子どもが本気で遊んでいるとき、ある種の共通した特徴を感じます。その方向へ深まっていくものです。それは「何かになりきってみる」という傾向です。その「なりきり」が徹底されていく中に、子どもは面白さを強く感じるようです。しかも、相手とのやり取りが必要で、働きかけると、その反応が戻ってくるという、相互性が豊かな方が盛り上がります。
しかも、子どもの編み出す表象の豊かさはものすごい物があります。子どもと本当に真剣に遊んだことがある方なら、かかわり方次第で、楽しさや豊かさがどんどん湧き出てくることをご存知だと思います。子どもの心が解放された時の精神の躍動感は、圧倒的ですよね。
「園長ライオン」「フラミンゴごっこ」「鳥のブランコ」などの幼児との遊びは、動物になってみる、という「ごっこ遊び」なのですが、こんなにも楽しそうに、嬉しそうにしている姿を目の当たりにすると、この欲求の強さは一体なんだんだろうと考えてしまいます。乳児も同じです。盛んにごっこ遊びを楽しんでいます。
保育学の構造に分け入っていくと、その根底には哲学があります。昔、村井実さんの自宅で「善さ」について話を伺ったとき、ソクラテスやプラトンにはじまって西田哲学まで、何がよいことなのかを徹底的に分析してたどり着いたものですという話を聞きました。私はシュタイナー思想に染まっている、神秘主義一辺倒の若かりし時代だったので、観念主義哲学をいくらこねくり回しても存在学にはならないのに、と不遜にも「ふーん」と聞いていました。
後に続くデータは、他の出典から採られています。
PR #4707, opened 2021-02-15
trim carp password. without this the untrimmed password will be used …

fhloston:
…on master firewall and the trimmed password on secondary firewall after config sync - resulting in dual master due to password mismatch.

### DIFF
--- a/src/www/firewall_virtual_ip_edit.php
+++ b/src/www/firewall_virtual_ip_edit.php
@@ -140,6 +140,8 @@ if ($_SERVER['REQUEST_METHOD'] === 'GET') {
                    $input_errors[] = sprintf(gettext("VHID %s is already in use on interface %s. Pick a unique number on this interface."),$pconfig['vhid'], convert_friendly_interface_to_friendly_descr($pconfig['interface']));
                }
             }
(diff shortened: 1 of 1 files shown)


fichtner:
This makes no sense. Never trim passwords. What actually went wrong... the config sync really trimmed the password?

fhloston:
This caused me some hours of debugging, yes.

I do not really care how it gets fixed, as long as it gets fixed and this cannot happen again ;)

`      <password> 1234</password>`
on master leads to
`      <password>1234</password>`
on slave.

AdSchellevis:
We do care how things are fixed..... https://github.com/opnsense/core/commit/a65e793cb48df26be9fa5d9bc5338221e0c081da removing leading/trailing spaces to solve an edge case causes the next person searching for hours why their data is mangled.

fhloston:
> We do care how things are fixed..... [a65e793](https://github.com/opnsense/core/commit/a65e793cb48df26be9fa5d9bc5338221e0c081da) removing leading/trailing spaces to solve an edge case causes the next person searching for hours why their data is mangled.

Thank you! 

Please excuse my bluntness!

しかし、実際に保育という仕事をする立場になると、村井さんが提唱した「善さの構造」の意味深さがよくわかるようになってきました。その村井哲学の継承者である佐伯胖さんが紹介する認知科学に基づく保育観がまた、子どもの見方を刷新してくれます。そうやって見えてくる子どもの姿や保育の形は、新しい保育のビジョンを生み出してくれます。そこに保育学の深いところにある価値創造としての保育の営みに「触れる」面白さを感じています。